=== TRY IT ===
In the entries below, find the line containing "I guess implementing". Copy it and all lines after it, exactly, through the end.

=== EXCERPTED RECORDS ===

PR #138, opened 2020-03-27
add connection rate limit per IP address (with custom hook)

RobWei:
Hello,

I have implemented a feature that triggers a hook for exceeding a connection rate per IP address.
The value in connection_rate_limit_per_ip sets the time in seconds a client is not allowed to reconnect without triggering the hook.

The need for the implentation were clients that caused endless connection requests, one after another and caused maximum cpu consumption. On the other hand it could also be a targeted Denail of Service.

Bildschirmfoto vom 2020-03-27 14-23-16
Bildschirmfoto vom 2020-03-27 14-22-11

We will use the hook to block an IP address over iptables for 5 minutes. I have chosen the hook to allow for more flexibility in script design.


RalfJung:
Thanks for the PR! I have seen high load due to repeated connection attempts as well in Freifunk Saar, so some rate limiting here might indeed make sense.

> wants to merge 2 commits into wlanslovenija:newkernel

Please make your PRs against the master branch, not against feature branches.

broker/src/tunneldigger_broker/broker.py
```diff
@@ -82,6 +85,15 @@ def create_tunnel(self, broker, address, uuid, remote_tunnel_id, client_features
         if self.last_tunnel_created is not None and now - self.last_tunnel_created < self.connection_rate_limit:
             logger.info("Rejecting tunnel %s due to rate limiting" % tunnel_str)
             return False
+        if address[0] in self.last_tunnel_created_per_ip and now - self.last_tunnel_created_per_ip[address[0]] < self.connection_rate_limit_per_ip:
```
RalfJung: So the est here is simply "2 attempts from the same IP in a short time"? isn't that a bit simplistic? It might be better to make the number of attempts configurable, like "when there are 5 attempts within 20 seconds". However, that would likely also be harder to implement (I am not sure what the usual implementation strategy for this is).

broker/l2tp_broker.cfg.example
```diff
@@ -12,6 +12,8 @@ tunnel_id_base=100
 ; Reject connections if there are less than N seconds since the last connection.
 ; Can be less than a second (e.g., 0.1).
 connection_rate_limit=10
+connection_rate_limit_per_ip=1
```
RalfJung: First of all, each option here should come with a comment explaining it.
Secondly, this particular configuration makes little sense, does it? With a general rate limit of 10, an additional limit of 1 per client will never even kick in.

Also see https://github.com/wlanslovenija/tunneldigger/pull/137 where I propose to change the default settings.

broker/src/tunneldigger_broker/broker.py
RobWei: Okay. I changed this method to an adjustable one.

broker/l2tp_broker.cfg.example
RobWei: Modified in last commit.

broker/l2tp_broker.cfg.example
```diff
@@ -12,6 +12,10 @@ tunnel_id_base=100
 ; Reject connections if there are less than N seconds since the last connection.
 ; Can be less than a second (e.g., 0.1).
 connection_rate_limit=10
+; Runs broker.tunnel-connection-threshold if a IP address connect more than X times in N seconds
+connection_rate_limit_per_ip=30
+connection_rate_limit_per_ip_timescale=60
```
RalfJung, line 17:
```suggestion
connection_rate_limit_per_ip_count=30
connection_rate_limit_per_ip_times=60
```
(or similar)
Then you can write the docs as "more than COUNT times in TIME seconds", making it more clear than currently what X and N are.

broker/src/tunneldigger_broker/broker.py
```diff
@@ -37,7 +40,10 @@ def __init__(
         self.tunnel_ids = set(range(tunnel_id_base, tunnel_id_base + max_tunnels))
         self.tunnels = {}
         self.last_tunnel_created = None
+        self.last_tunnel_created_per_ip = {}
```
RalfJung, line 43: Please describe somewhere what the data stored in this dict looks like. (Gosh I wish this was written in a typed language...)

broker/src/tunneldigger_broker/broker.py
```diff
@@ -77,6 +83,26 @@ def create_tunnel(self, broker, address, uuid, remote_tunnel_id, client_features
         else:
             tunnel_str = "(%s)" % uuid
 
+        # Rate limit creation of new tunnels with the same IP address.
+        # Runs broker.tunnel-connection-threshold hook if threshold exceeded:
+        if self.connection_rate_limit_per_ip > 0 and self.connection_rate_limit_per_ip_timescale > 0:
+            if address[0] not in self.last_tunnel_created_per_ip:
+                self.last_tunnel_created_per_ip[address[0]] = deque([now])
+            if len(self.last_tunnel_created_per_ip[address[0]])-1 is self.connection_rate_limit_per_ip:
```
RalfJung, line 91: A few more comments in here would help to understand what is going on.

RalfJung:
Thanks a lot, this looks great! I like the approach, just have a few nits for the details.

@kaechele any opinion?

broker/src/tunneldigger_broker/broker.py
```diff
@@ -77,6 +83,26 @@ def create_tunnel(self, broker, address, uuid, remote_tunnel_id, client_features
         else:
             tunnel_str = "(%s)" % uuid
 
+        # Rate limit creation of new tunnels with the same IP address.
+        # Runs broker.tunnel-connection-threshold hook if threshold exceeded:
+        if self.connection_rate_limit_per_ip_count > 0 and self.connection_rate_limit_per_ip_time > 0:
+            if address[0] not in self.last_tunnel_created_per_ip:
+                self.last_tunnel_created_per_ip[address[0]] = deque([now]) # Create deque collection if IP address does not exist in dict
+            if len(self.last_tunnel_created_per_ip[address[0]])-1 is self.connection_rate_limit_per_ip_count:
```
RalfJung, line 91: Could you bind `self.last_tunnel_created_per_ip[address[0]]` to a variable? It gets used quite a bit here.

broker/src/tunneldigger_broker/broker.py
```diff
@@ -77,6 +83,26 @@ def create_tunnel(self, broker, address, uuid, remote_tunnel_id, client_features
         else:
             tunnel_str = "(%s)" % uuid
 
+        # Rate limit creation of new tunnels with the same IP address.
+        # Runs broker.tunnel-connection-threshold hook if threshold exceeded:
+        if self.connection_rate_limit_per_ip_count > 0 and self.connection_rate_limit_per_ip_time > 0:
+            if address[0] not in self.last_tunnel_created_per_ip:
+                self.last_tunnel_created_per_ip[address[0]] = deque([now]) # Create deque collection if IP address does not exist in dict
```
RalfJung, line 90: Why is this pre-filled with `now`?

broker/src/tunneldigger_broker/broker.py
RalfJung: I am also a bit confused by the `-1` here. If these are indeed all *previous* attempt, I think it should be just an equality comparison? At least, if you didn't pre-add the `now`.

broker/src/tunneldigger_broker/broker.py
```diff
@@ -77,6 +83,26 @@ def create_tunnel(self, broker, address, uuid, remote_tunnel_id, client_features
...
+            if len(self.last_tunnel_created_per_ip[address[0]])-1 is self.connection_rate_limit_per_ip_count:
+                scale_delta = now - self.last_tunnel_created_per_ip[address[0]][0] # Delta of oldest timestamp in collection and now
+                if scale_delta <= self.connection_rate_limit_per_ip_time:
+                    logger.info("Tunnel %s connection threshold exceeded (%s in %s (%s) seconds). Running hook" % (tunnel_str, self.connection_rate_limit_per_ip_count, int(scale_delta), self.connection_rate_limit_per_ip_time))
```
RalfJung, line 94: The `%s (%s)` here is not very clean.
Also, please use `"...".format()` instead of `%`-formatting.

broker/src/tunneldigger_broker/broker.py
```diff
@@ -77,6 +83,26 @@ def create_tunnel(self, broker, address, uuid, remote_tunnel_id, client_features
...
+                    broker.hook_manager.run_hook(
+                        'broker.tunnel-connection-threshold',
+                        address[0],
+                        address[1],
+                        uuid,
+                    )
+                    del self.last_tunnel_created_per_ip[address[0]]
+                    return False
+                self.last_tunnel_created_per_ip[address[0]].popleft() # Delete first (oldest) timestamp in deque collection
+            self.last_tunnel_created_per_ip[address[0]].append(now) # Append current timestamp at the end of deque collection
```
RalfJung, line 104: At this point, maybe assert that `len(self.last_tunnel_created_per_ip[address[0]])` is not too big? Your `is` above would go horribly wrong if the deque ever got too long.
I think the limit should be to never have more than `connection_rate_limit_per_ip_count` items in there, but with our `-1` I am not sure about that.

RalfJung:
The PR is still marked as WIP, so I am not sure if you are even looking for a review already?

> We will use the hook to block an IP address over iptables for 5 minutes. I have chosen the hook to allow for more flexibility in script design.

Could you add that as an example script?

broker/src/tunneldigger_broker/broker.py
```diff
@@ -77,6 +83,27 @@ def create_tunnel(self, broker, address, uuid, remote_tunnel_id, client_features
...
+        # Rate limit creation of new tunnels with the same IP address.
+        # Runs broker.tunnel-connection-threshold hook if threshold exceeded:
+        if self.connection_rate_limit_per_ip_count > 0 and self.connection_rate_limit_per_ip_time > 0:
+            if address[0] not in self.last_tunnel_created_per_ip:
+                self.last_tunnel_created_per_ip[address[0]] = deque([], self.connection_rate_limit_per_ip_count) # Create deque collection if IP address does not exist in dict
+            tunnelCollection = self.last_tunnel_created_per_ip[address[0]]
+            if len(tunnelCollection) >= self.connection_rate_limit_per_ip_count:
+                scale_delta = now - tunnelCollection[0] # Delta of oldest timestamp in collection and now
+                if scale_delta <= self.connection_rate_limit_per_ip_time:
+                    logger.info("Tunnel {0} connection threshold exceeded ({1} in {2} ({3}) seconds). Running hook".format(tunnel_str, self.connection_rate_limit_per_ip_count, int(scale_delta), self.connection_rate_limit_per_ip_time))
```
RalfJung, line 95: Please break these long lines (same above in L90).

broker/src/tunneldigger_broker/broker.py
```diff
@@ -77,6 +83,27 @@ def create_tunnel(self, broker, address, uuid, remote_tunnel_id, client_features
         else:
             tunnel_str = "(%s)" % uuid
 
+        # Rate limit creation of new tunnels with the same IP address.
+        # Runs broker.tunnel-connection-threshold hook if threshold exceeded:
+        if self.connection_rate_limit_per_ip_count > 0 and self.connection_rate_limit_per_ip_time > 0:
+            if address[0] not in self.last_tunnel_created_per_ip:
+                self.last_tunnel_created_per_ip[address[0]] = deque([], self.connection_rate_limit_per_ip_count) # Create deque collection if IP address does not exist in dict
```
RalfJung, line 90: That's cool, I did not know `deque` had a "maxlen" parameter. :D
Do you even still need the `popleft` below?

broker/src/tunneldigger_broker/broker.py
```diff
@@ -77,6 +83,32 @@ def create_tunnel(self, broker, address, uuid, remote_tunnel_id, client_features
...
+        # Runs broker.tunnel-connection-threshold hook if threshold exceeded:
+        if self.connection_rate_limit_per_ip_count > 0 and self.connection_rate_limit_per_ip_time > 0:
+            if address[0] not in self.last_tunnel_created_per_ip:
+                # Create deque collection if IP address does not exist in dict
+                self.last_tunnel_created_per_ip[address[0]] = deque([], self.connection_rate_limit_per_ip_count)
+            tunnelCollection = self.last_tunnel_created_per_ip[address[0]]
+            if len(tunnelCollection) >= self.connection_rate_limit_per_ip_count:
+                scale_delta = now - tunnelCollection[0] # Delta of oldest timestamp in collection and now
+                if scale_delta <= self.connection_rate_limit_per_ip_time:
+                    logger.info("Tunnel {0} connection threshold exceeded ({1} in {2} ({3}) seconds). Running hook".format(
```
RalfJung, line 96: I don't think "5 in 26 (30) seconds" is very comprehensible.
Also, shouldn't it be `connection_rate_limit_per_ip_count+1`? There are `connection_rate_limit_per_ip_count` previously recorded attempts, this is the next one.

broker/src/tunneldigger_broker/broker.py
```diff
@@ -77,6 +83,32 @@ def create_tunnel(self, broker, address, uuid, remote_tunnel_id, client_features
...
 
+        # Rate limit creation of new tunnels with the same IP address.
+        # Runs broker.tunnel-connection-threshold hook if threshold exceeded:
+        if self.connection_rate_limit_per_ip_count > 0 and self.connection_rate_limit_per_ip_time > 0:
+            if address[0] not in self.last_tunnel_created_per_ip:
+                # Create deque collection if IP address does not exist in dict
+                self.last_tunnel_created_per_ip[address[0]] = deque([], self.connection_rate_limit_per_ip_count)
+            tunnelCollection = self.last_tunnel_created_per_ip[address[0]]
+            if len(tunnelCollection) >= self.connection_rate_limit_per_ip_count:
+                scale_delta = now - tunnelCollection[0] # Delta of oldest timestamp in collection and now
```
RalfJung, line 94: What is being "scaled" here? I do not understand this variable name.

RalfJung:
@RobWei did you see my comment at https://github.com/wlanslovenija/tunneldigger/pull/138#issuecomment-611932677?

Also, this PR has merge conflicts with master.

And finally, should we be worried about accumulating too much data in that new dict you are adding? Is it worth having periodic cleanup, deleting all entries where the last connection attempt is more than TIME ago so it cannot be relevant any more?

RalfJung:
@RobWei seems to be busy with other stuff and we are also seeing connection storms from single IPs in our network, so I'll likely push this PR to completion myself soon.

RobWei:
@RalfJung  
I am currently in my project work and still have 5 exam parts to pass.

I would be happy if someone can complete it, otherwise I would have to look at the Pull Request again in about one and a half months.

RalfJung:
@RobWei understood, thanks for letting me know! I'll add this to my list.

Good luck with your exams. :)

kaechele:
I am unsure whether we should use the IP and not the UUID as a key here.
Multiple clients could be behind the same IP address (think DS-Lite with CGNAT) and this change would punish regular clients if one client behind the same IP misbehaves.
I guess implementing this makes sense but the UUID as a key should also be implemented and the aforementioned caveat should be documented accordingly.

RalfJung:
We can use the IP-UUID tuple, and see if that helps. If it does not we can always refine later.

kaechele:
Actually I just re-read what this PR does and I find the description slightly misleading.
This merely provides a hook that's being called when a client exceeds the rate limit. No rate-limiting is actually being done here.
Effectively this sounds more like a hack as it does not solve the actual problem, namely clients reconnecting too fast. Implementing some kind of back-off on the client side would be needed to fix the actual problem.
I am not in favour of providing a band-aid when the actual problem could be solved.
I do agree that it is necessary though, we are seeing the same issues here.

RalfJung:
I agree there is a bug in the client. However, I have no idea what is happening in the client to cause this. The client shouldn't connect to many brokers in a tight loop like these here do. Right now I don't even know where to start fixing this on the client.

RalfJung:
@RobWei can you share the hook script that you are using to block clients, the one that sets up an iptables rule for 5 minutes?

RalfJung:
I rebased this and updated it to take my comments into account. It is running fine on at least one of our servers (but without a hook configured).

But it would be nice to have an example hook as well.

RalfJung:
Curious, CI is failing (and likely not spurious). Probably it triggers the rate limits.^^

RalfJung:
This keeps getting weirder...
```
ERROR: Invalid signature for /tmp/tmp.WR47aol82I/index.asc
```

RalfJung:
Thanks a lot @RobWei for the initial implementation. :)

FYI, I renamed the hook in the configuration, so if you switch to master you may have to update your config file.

=== ANSWER SECTION ===
I guess implementing this makes sense but the UUID as a key should also be implemented and the aforementioned caveat should be documented accordingly.

RalfJung:
We can use the IP-UUID tuple, and see if that helps. If it does not we can always refine later.

kaechele:
Actually I just re-read what this PR does and I find the description slightly misleading.
This merely provides a hook that's being called when a client exceeds the rate limit. No rate-limiting is actually being done here.
Effectively this sounds more like a hack as it does not solve the actual problem, namely clients reconnecting too fast. Implementing some kind of back-off on the client side would be needed to fix the actual problem.
I am not in favour of providing a band-aid when the actual problem could be solved.
I do agree that it is necessary though, we are seeing the same issues here.

RalfJung:
I agree there is a bug in the client. However, I have no idea what is happening in the client to cause this. The client shouldn't connect to many brokers in a tight loop like these here do. Right now I don't even know where to start fixing this on the client.

RalfJung:
@RobWei can you share the hook script that you are using to block clients, the one that sets up an iptables rule for 5 minutes?

RalfJung:
I rebased this and updated it to take my comments into account. It is running fine on at least one of our servers (but without a hook configured).

But it would be nice to have an example hook as well.

RalfJung:
Curious, CI is failing (and likely not spurious). Probably it triggers the rate limits.^^

RalfJung:
This keeps getting weirder...
```
ERROR: Invalid signature for /tmp/tmp.WR47aol82I/index.asc
```

RalfJung:
Thanks a lot @RobWei for the initial implementation. :)

FYI, I renamed the hook in the configuration, so if you switch to master you may have to update your config file.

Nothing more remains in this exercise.